Sebbene la crisi del mercato immobiliare e del settore delle costruzioni abbia lasciato il segno, profondamente, in Paesi come gli Stati Uniti ed il Regno Unito, anche in Italia il settore negli ultimi mesi ha risentito di difficoltà legate in prevalenza alla “stretta” sul credito.
Al riguardo, infatti, l’ANCE, Associazione Nazionale Costruttori Edili, ha rilevato come nei primi sei mesi di quest’anno il flusso di nuovi finanziamenti da destinare al settore abitativo abbia fatto registrare una contrazione del 17,7%, mentre per il comparto non residenziale la discesa, rispetto ai primi sei mesi del 2008, è stata del 16,4% su scala nazionale.
Quindi, per l’accesso al credito, sia per i mutui da parte delle famiglie, sia per i finanziamenti richiesti dalle imprese per le costruzioni, ci sono stati in sostanza gli stessi gradi di restrizione a livello bancario. Si è venuto in pratica a creare una sorta di doppio circolo vizioso visto che a fronte magari di un’impresa di costruzioni con una buona dote finanziaria, poi questa ha avuto difficoltà a trovare acquirenti in virtù del fatto che le PMI e le famiglie non hanno potuto accedere ai mutui per l’acquisto di immobili produttivi e di prime case ad uso residenziale.
Non a caso, l’ANCE, dopo aver effettuato un’indagine tra le proprie imprese associate, ha rilevato che un’ampia percentuale di queste, pari al 45% del campione interpellato, ha continuato a sperimentare restrizioni e difficoltà nell’ottenere denaro a prestito dalle banche nonostante la fase più acuta della crisi finanziaria ce la siamo lasciati alle spalle.
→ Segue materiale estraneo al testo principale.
PR #8261, opened 2024-05-09
Nft allowances Range additions

### LINKED ISSUE #8176: NFT allowance rest API should return only approved for all allowances
### Problem

Currently the NFT allowance API returns approve_for_all=true and false values. 

### Solution

- Modify the NFT allowance API to return values only for `approve_for_all=true`
Example :
**GET** `/api/v1/accounts/0.0.8488/allowances/nfts?limit=3&owner=false`

```
{
  "allowances": [
    {
      "owner": "0.0.1000",
      "spender": "0.0.8488",
      "token_id": "0.0.1033",
      "timestamp": {
        "from": "1633466229.96874612",
        "to": null
      }
    },
    {
      "owner": "0.0.1000",
      "spender": "0.0.8488",
      "token_id": "0.0.1034",
      "timestamp": {
        "from": "1633466229.96874618",
        "to": null
      }
    }
  ],
  "links": {
	   "next": "/api/v1/accounts/0.0.8488/allowances/nfts?limit=3&order=asc&account.id=gte:1000&token.id=gt:0.0.1034"
	}
}
```

### Alternatives

_No response_

mgoelswirlds:
**Description**:
This PR adds the support for greater and lower bound conditions for query parameters in the request.

This PR modifies 
* The service layer and the repository layer to handle greater and lower bound conditions for query parameters.
* Adds extra parameter validations as per the openapi spec
* Shortcuts invalid ranges

**Related issue(s)**:

Fixes #8176

**Notes for reviewer**:
- This PR will have changes to the next link depending on the Next link PR
- This PR does not add all validations to Controller tests since they are validated in services tests and these take longer to execute.

**Checklist**


hedera-mirror-rest-java/src/main/java/com/hedera/mirror/restjava/repository/NftAllowanceRepositoryCustomImpl.java
```diff
@@ -115,25 +148,27 @@ private Condition getBaseCondition(
...
-        // No secondary condition if there is no token parameter, or the primary sort parameter's operator is EQ. Note
-        // that
-        // it's guaranteed that there must be a primary sort parameter when token parameter exists
-        if (tokenParam == null || primarySortParam.operator() == RangeOperator.EQ) {
+
+        // No secondary condition if there is no primary parameter bound or no token parameter, or the primary sort
+        // parameter's operator is EQ. Note that it's guaranteed that there must be
+        // a primary sort parameter when token parameter exists except in case of optimized Range
+
+        if (primary == null || token == null || primary.operator() == RangeOperator.EQ) {
```
mgoelswirlds, line 160: Need to have a null check for primary because when we optimize a range for lte == gte , we make it lte, in that case param can be null.

hedera-mirror-rest-java/src/main/java/com/hedera/mirror/restjava/service/NftAllowanceServiceImpl.java
```diff
@@ -39,22 +44,96 @@ public Collection<NftAllowance> getNftAllowances(NftAllowanceRequest request) {
 
         checkOwnerSpenderParamValidity(ownerOrSpenderId, token);
 
-        verifyRangeId(token);
-        verifyRangeId(ownerOrSpenderId);
+        if (!CollectionUtils.isEmpty(ownerOrSpenderId)) {
+            var bounds = getRange(ownerOrSpenderId);
+
+            // Shortcutting when the range is invalid
+            if (bounds.lower > bounds.upper) {
```
mgoelswirlds, line 51: Returning empty result when range is invalid.

hedera-mirror-rest-java/src/main/java/com/hedera/mirror/restjava/service/NftAllowanceServiceImpl.java
```diff
@@ -39,22 +44,96 @@ public Collection<NftAllowance> getNftAllowances(NftAllowanceRequest request) {
...
+                return Collections.emptyList();
+            } else if (bounds.lower == bounds.upper) {
+                var optimizedRangeParam = new EntityIdRangeParameter(RangeOperator.LTE, EntityId.of(bounds.upper));
+                request.setOwnerOrSpenderId(List.of(optimizedRangeParam));
```
mgoelswirlds, line 55: When lower bound and upper bound are equal we optimize it to just be lower bound inclusive

hedera-mirror-rest-java/src/main/java/com/hedera/mirror/restjava/service/NftAllowanceServiceImpl.java
```diff
@@ -39,22 +44,96 @@ public Collection<NftAllowance> getNftAllowances(NftAllowanceRequest request) {
...
+        }
 
         return repository.findAll(request, id);
     }
 
-    private static void verifyRangeId(EntityIdRangeParameter idParam) {
-        if (idParam != null && idParam.operator() == RangeOperator.NE) {
-            throw new IllegalArgumentException("Invalid range operator ne. This operator is not supported");
+    @SuppressWarnings({"java:S131"})
+    private Bound getRange(List<EntityIdRangeParameter> ownerOrSpenderIds) {
```
jascks, line 63: Should this method, along with `verifyRangeId()`, perhaps `checkOwnerSpenderParamValidity()`, along with the `Bound` record be pushed to the common `Utils` class? They seem generally useful for future API endpoints. The methods are already `static`.

mgoelswirlds: You have a good point as to they do not need to be static.I will change that part.
 But since they are very specific to the allowances API , I think it makes sense to keep them local here as they might not be used by any other API.

hedera-mirror-rest-java/src/test/java/com/hedera/mirror/restjava/repository/NftAllowanceRepositoryTest.java
```diff
@@ -226,42 +232,80 @@ private void populateNftRequestMap() {
...
+                        .tokenId(List.of(new EntityIdRangeParameter(RangeOperator.EQ, EntityId.of(tokenIds.get(1)))))
                         .limit(4)
                         .order(Direction.ASC)
                         .build(),
                 List.of(new Tuple(1, 0, 1)));
+        nftAllowanceRequests.put(
+                NftAllowanceRequest.builder()
+                        .isOwner(true)
+                        .accountId(new EntityIdNumParameter(EntityId.of(owners.get(1))))
+                        .ownerOrSpenderId(
```
mgoelswirlds, line 300: This is a corner case , which does follow the validation rules as per the spec , but eventually it ends up ignoring the `LTE` operator for token.id. 
Is that acceptable?

hedera-mirror-rest-java/src/main/java/com/hedera/mirror/restjava/service/NftAllowanceServiceImpl.java
jascks: Okay.

hedera-mirror-rest-java/src/main/java/com/hedera/mirror/restjava/service/NftAllowanceRequest.java
```diff
@@ -37,7 +38,7 @@ public class NftAllowanceRequest {
     @Builder.Default
     private boolean isOwner = true;
 
-    private EntityIdRangeParameter ownerOrSpenderId;
+    private List<EntityIdRangeParameter> ownerOrSpenderId;
 
-    private EntityIdRangeParameter tokenId;
+    private List<EntityIdRangeParameter> tokenId;
```
edwin-greene, line 43: Nit, may be clearer if these were plural now: `ownerOrSpenderIds`, and `tokenIds`

hedera-mirror-rest-java/src/main/java/com/hedera/mirror/restjava/repository/NftAllowanceRepositoryCustomImpl.java
```diff
@@ -64,10 +64,19 @@ public Collection<NftAllowance> findAll(NftAllowanceRequest request, EntityId ac
         var primarySortParam = request.getOwnerOrSpenderId();
         var tokenParam = request.getTokenId();
```
edwin-greene, line 65: Nit, these could be clearer as plurals, `primarySortParams` and `tokenParams`

hedera-mirror-rest-java/src/main/java/com/hedera/mirror/restjava/repository/NftAllowanceRepositoryCustomImpl.java
```diff
@@ -64,10 +64,19 @@ public Collection<NftAllowance> findAll(NftAllowanceRequest request, EntityId ac
...
 
+        Bound primaryBounds = getBounds(primarySortParam);
+        Bound tokenBounds = getBounds(tokenParam);
```
edwin-greene, line 68: Nit these can be `var` instead of `Bound`

hedera-mirror-rest-java/src/main/java/com/hedera/mirror/restjava/repository/NftAllowanceRepositoryCustomImpl.java
```diff
@@ -77,10 +86,33 @@ public Collection<NftAllowance> findAll(NftAllowanceRequest request, EntityId ac
                 .fetchInto(NftAllowance.class);
     }
 
-    private Condition getBaseCondition(
+    private Bound getBounds(List<EntityIdRangeParameter> primarySortParam) {
+        EntityIdRangeParameter lowerBoundParam = null;
+        EntityIdRangeParameter upperBoundParam = null;
+
+        if (primarySortParam != null) {
+            for (EntityIdRangeParameter param : primarySortParam) {
```
edwin-greene, line 94: Nit, can be `var` instead of `EntityIdRangeParameter`

jascks: Not when setting the value to null though.

jascks: Sorry @edwin-greene, looking at this again, you are quite correct for the for loop on line 94.

hedera-mirror-rest-java/src/main/java/com/hedera/mirror/restjava/repository/NftAllowanceRepositoryCustomImpl.java
```diff
@@ -115,25 +148,27 @@ private Condition getBaseCondition(
...
+    private Condition getMiddleCondition(
             EntityIdRangeParameter primarySortParam,
             EntityIdRangeParameter tokenParam,
             TableField<NftAllowanceRecord, Long> primarySortField) {
-        // No secondary condition if there is no token parameter, or the primary sort parameter's operator is EQ. Note
-        // that
-        // it's guaranteed that there must be a primary sort parameter when token parameter exists
-        if (tokenParam == null || primarySortParam.operator() == RangeOperator.EQ) {
+
+        // No secondary condition if there is no primary parameter bound or no token parameter, or the primary sort
```
jascks, line 156: Total nit. Since this was renamed, seems the nomenclature is now middle condition.

```java
// No middle condition if there is no...
```

hedera-mirror-rest-java/src/main/java/com/hedera/mirror/restjava/service/NftAllowanceServiceImpl.java
```diff
@@ -33,28 +38,102 @@ public class NftAllowanceServiceImpl implements NftAllowanceService {
...
+            List<EntityIdRangeParameter> ownerOrSpenderParams, List<EntityIdRangeParameter> tokenParams) {
+
+        if (CollectionUtils.isEmpty(ownerOrSpenderParams)) {
+            if (!CollectionUtils.isEmpty(tokenParams)) {
+                throw new IllegalArgumentException("token.id parameter must have account.id present");
+            } else {
+                return;
+            }
+        }
+        var accountOperators = verifyRangeId(ownerOrSpenderParams);
```
xin-hedera, line 118: make `verifyRangeId` return a record object

`private record Operators(boolean hasEq, boolean hasGtGte, boolean hasLtLte) {};`

then the validations can be easier to read.

xin-hedera (changes requested):

xin-hedera:
How are we going to merge this without the next link fix?

Given the http request from the user, e.g., `/api/v1/200/allowances/nfts?account.id=gt:200&account.id=lt:800&order=asc`, the response may have a next link like `/api/v1/200/allowances/nfts?account.id=gt:200&account.id=lt:800&order=asc&account.id=gt:202`, which violates `max=2` constraint.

Contestualmente alle restrizioni sul credito, inoltre, in Italia gli istituti di credito, anche per far fronte all’incremento dell’indice di rischiosità, hanno progressivamente alzato gli spread con una tendenza diametralmente opposta rispetto al costo del denaro che, invece, è progressivamente sceso fino a toccare i minimi di sempre. Basti pensare, in accordo con quanto riporta l’ANCE, che nello scorso mese di settembre in Italia, rispetto all’Europa, i mutui erano in media più cari dello 0,61% che, se confrontato con l’1% di tasso di interesse attualmente imposto dalla Banca Centrale Europea, rappresenta uno scarto abissale.